The scale and growth of deepfake complaints raises broader questions about the changing nature of information hazards in Southeast Asia. Malaysia, like many regional nations, has experienced campaigns of online disinformation linked to political events, and synthetic media introduces a qualitatively new dimension to these challenges. Unlike traditional false information, which can be fact-checked and debunked through editorial processes, deepfakes exploit human psychological vulnerabilities to manipulated visual and audio evidence, making them particularly effective at undermining trust in institutions and public figures. The eightfold increase in complaints suggests that perpetrators have recognised this vulnerability and are deploying the technology more extensively, often without clear accountability or attribution.

For Malaysian citizens and businesses, the implications extend into personal security, political integrity, and commercial confidence. Individuals face risks of reputational damage through synthetic intimate imagery or false statements attributed to them. Politicians and candidates encounter the possibility of campaign disruption through coordinated deepfake distribution. Companies may be harmed by fraudulent deepfake advertisements or impersonations. These harms are not purely digital; they translate into real consequences for employment, electoral outcomes, and consumer behaviour. The regulatory framework now in place represents an acknowledgment that market forces and voluntary platform governance have proven insufficient to manage these risks.

While Malaysia's regulatory response is substantively more comprehensive than what existed previously, questions remain about implementation rigour, international coordination, and whether legislation can keep pace with advancing technology. Deepfake creation tools are becoming increasingly sophisticated and user-friendly, suggesting that the gap between what regulations target and what perpetrators can accomplish may continue widening. Furthermore, the geopolitical dimension of deepfake campaigns—potentially originating outside Malaysia and targeting Malaysian audiences—requires international cooperation that bilateral enforcement cannot fully address.

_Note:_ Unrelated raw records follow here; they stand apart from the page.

PR #5073, opened 2026-05-28
bpf: cleanup more bpf_probe_read

3u13r:
### Description

Follow up from this discussion: https://github.com/cilium/tetragon/pull/4989#discussion_r3264329057

I couldn't convert some of the `bpf_probe_read`s because while they were reading from e.g. eBPF map values, they had a dynamic size to be copied. For `memcpy` the size must be constexpr.

#### Questions for the reviewers
1. Did I miss any `probe_read`s, that still can be converted?
2. Did I convert `probe_read`s in place where I shouldn't?

### Changelog

```release-note
bpf: replace some bpf_probe_read calls
```

### DIFF
--- a/bpf/process/generic_calls.h
+++ b/bpf/process/generic_calls.h
@@ -321,26 +321,26 @@ __read_arg_1(void *ctx, int type, long orig_off, unsigned long arg, int argm, ch
 	case size_type:
 	case s64_ty:
 	case u64_ty:
-		probe_read(args, sizeof(__u64), &arg);
+		*(__u64 *)args = (__u64)arg;
 		size = sizeof(__u64);
 		break;
 	/* Consolidate all the types to save instructions */
 	case int_type:
 	case s32_ty:
 	case u32_ty:
-		probe_read(args, sizeof(__u32), &arg);
+		*(__u32 *)args = (__u32)arg;
 		size = sizeof(__u32);
 		break;
 	case s16_ty:
 	case u16_ty:
 		/* read 2 bytes, but send 4 to keep alignment */
-		probe_read(args, sizeof(__u16), &arg);
+		*(__u16 *)args = (__u16)arg;
 		size = sizeof(__u32);
 		break;
 	case s8_ty:
 	case u8_ty:
 		/* read 1 byte, but send 4 to keep alignment */
-		probe_read(args, sizeof(__u8), &arg);
+		*(__u8 *)args = (__u8)arg;
 		size = sizeof(__u32);
 		break;
 	case skb_type:
--- a/bpf/process/generic_calls.h
+++ b/bpf/process/generic_calls.h
@@ -277,16 +277,13 @@ __read_arg_1(void *ctx, int type, long orig_off, unsigned long arg, int argm, ch
 			asm volatile("%[bytes] &= 0xfff;\n"
 				     : [bytes] "+r"(bytes)
 				     :);
-			ret = probe_read(&args[4], bytes + 4, (char *)&val->file[0]);
+			// size + file path + flags
+			size = 4 + bytes + 4;
+			ret = probe_read(&args[4], size, (char *)&val->file[0]);
 			if (ret < 0)
 				return ret;
-			size = bytes + 4 + 4;
 
-			// flags
-			ret = probe_read(&args[size], 4,
-					 (char *)&val->file[size - 4]);
-			if (ret < 0)
-				return ret;
+			// account for fd written at args[0]
 			size += 4;
 		} else {
 			/* If filter specification is fd type then we
--- a/bpf/process/generic_calls.h
+++ b/bpf/process/generic_calls.h
@@ -298,7 +298,7 @@ __read_arg_1(void *ctx, int type, long orig_off, unsigned long arg, int argm, ch
 	case filename_ty: {
 		struct filename *file;
 
-		probe_read(&file, sizeof(file), &arg);
+		file = (struct filename *)arg;
 		probe_read(&arg, sizeof(arg), &file->name);
 	}
 		fallthrough;
--- a/bpf/process/types/basic.h
+++ b/bpf/process/types/basic.h
@@ -929,6 +929,7 @@ filter_char_buf(struct selector_arg_filter *filter, char *args, int value_off)
 	return is_not_operator(filter->op) ? !match : match;
 }
 
+// This struct captures the layout documented in store_path().
 struct string_buf {
 	__u32 len;
 	char buf[];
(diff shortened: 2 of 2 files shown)


bpf/process/types/basic.h
```diff
@@ -2514,7 +2522,7 @@ rate_limit(__u64 ratelimit_interval, __u64 ratelimit_scope, struct msg_generic_k
 	}
 
 	// Clean the heap
-	probe_read(key->data, MAX_POSSIBLE_ARGS * KEY_BYTES_PER_ARG, ro_heap);
+	memcpy(key->data, ro_heap, MAX_POSSIBLE_ARGS * KEY_BYTES_PER_ARG);
```
olsajiri: let's keep this one, that memcpy translates to 400 instructions:

```
;       memcpy(key->data, ro_heap, MAX_POSSIBLE_ARGS * KEY_BYTES_PER_ARG);
    4705:       71 01 07 00 00 00 00 00 r1 = *(u8 *)(r0 + 0x7)
    4706:       73 19 1f 00 00 00 00 00 *(u8 *)(r9 + 0x1f) = r1
    4707:       71 01 06 00 00 00 00 00 r1 = *(u8 *)(r0 + 0x6)
    4708:       73 19 1e 00 00 00 00 00 *(u8 *)(r9 + 0x1e) = r1
    4709:       71 01 05 00 00 00 00 00 r1 = *(u8 *)(r0 + 0x5)
    4710:       73 19 1d 00 00 00 00 00 *(u8 *)(r9 + 0x1d) = r1
    4711:       71 01 04 00 00 00 00 00 r1 = *(u8 *)(r0 + 0x4)
    4712:       73 19 1c 00 00 00 00 00 *(u8 *)(r9 + 0x1c) = r1
    4713:       71 01 03 00 00 00 00 00 r1 = *(u8 *)(r0 + 0x3)
    4714:       73 19 1b 00 00 00 00 00 *(u8 *)(r9 + 0x1b) = r1
    4715:       71 01 02 00 00 00 00 00 r1 = *(u8 *)(r0 + 0x2)
    4716:       73 19 1a 00 00 00 00 00 *(u8 *)(r9 + 0x1a) = r1
    4717:       71 01 01 00 00 00 00 00 r1 = *(u8 *)(r0 + 0x1)
    ...
```

bpf/process/types/basic.h
```diff
@@ -2327,7 +2330,10 @@ struct fdinstall_key {
 };
 
 struct fdinstall_value {
```
olsajiri, line 2352: there's PR removing all this fd tracking stuff https://github.com/cilium/tetragon/pull/4718 , not sure why it got stalled

bpf/process/types/basic.h
```diff
@@ -2514,7 +2520,7 @@ rate_limit(__u64 ratelimit_interval, __u64 ratelimit_scope, struct msg_generic_k
 	}
 
 	// Clean the heap
-	probe_read(key->data, MAX_POSSIBLE_ARGS * KEY_BYTES_PER_ARG, ro_heap);
+	memcpy(key->data, ro_heap, MAX_POSSIBLE_ARGS * KEY_BYTES_PER_ARG);
```
kevsecurity: This will be quite a big memcpy. The point of using probe_read() here is to trade the small CPU cost of launching a helper for the huge complexity win of reducing instruction count. We are practically at the point where we are failing to add functionality to older kernels because of complexity (and it being easier to just gate it at a later kernel). I would then implore you to not add to this by swapping probe_read()s for memcpy()s when the cost is significant.

bpf/process/generic_calls.h
```diff
@@ -321,26 +321,26 @@ __read_arg_1(void *ctx, int type, long orig_off, unsigned long arg, int argm, ch
 	case size_type:
 	case s64_ty:
 	case u64_ty:
-		probe_read(args, sizeof(__u64), &arg);
+		*(__u64 *)args = (__u64)arg;
```
kevsecurity, line 321: Does this work for uprobes just as well? I always assumed these probe_read()s had some purpose.

3u13r: From the xlated view I'd argue that it's a u64 variable that was already copied to the stack:
```
; *(__u64 *)args = (__u64)arg; [file:/home/lcohnen/projects/tetragon2/tetragon/bpf/process/generic_calls.h line_num:321 line_col:18]
1100: (79) r1 = *(u64 *)(r10 -184)
1101: (7b) *(u64 *)(r8 +0) = r1
```

Could you maybe elaborate on what the assumption is why this is needed?

bpf/process/types/basic.h
3u13r: Yeah I think that @FedeDP is working on this currently [see Slack](https://isovalent.slack.com/archives/C01N6G0CHFV/p1779953133493359).

Should we omit the changes here? Otherwise I'd just leave them and let them be removed with the rest of the feature. 
Otherwise we could also add a comment about the deprecation of that feature.

bpf/process/generic_calls.h
kevsecurity: > Could you maybe elaborate on what the assumption is why this is needed?

No idea; it was that way before I started working on it.

bpf/process/types/basic.h
3u13r: Oh interesting, I thought that it would do u64 sized copies. Maybe we need something like [this](https://github.com/cilium/cilium/commit/9c85721783447e10e359f723a1ee7d465c704ccc) in Tetragon eventually.

Will change it back to using the helper.

bpf/process/types/basic.h
3u13r: x-ref: https://github.com/cilium/tetragon/pull/5073#discussion_r3334387441

Good point, removed the change.

3u13r:
I'm not sure how the failing test relates to my change. I think the error in the test is:
```
observer_test_helper.go:449: SensorManager.AddTracingPolicy error: policy handler 'tracing' failed loading policy 'uprobe': error: Failed to retrieve register argument 'rdi'
```
And the arm version of the code does not resolve 'rdi' and returns an error, which seems correct for this input. But I wonder why this is the input.

EDIT: see [PR](https://github.com/cilium/tetragon/pull/5082)

bpf/process/types/basic.h
FedeDP: Oh didn't notice there was already a PR around that thing; i think my PR will supersedes that one then :) 
> Should we omit the changes here? Otherwise I'd just leave them and let them be removed with the rest of the feature.

100% this, i'll take care of rebasing mine and dropping the new code.

3u13r: Thanks!

3u13r:
CI seems good now.
Regarding labels I'd request "release-note/misc".
I don't think there's any need for backports.

FedeDP (approved):
Great job! LGTM

olsajiri (approved):

bpf/process/types/basic.h
```diff
@@ -2516,6 +2520,8 @@ rate_limit(__u64 ratelimit_interval, __u64 ratelimit_scope, struct msg_generic_k
 	if (!key)
 		return false;
 	ro_heap = map_lookup_elem(&heap_ro_zero, &zero);
+	if (!ro_heap)
```
kevsecurity: This ```map_lookup_elem()``` cannot really fail if the code managed to compile (unless we've done something terribly funky in the loader) and is JITed to a direct memory load in the loader. We only really need the test if the verifier is complaining, but it doesn't mind when it is used in a ```probe_read()```. I guess this was left over from when you swapped this ```probe_read()``` to a ```memcpy()```.

3u13r: Good point, I guess if this fails then there's something truly broken that we catch in the CI. Let me remove this again.

bpf/process/types/basic.h
mtardy: you can hint clang to generate u64 size copies by casting the type in the memcpy

mtardy (approved):
lgtm!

The coming months will reveal whether the MCMC's engagement with platforms translates into measurable reductions in harmful content or whether the complaint numbers continue their steep trajectory upward.

Looking forward, Malaysia's approach to artificial intelligence misuse reflects a broader global transition toward platform accountability and proactive content governance. The country's legislative framework is now among the more explicit in the region regarding platform obligations, though it remains to be seen whether compliance will be thorough or whether platforms will seek to minimise compliance costs through minimal implementation of the required safeguards. The effectiveness of these rules will depend not only on regulatory resolve but also on technological capacity, inter-agency coordination, and sustained investment in the forensic and analytical capabilities necessary to distinguish synthetic content from authentic material at scale. For Malaysia and the broader Southeast Asian region, this moment represents a critical juncture in determining whether societies can adapt their governance structures rapidly enough to address novel information hazards posed by exponentially improving artificial intelligence technologies.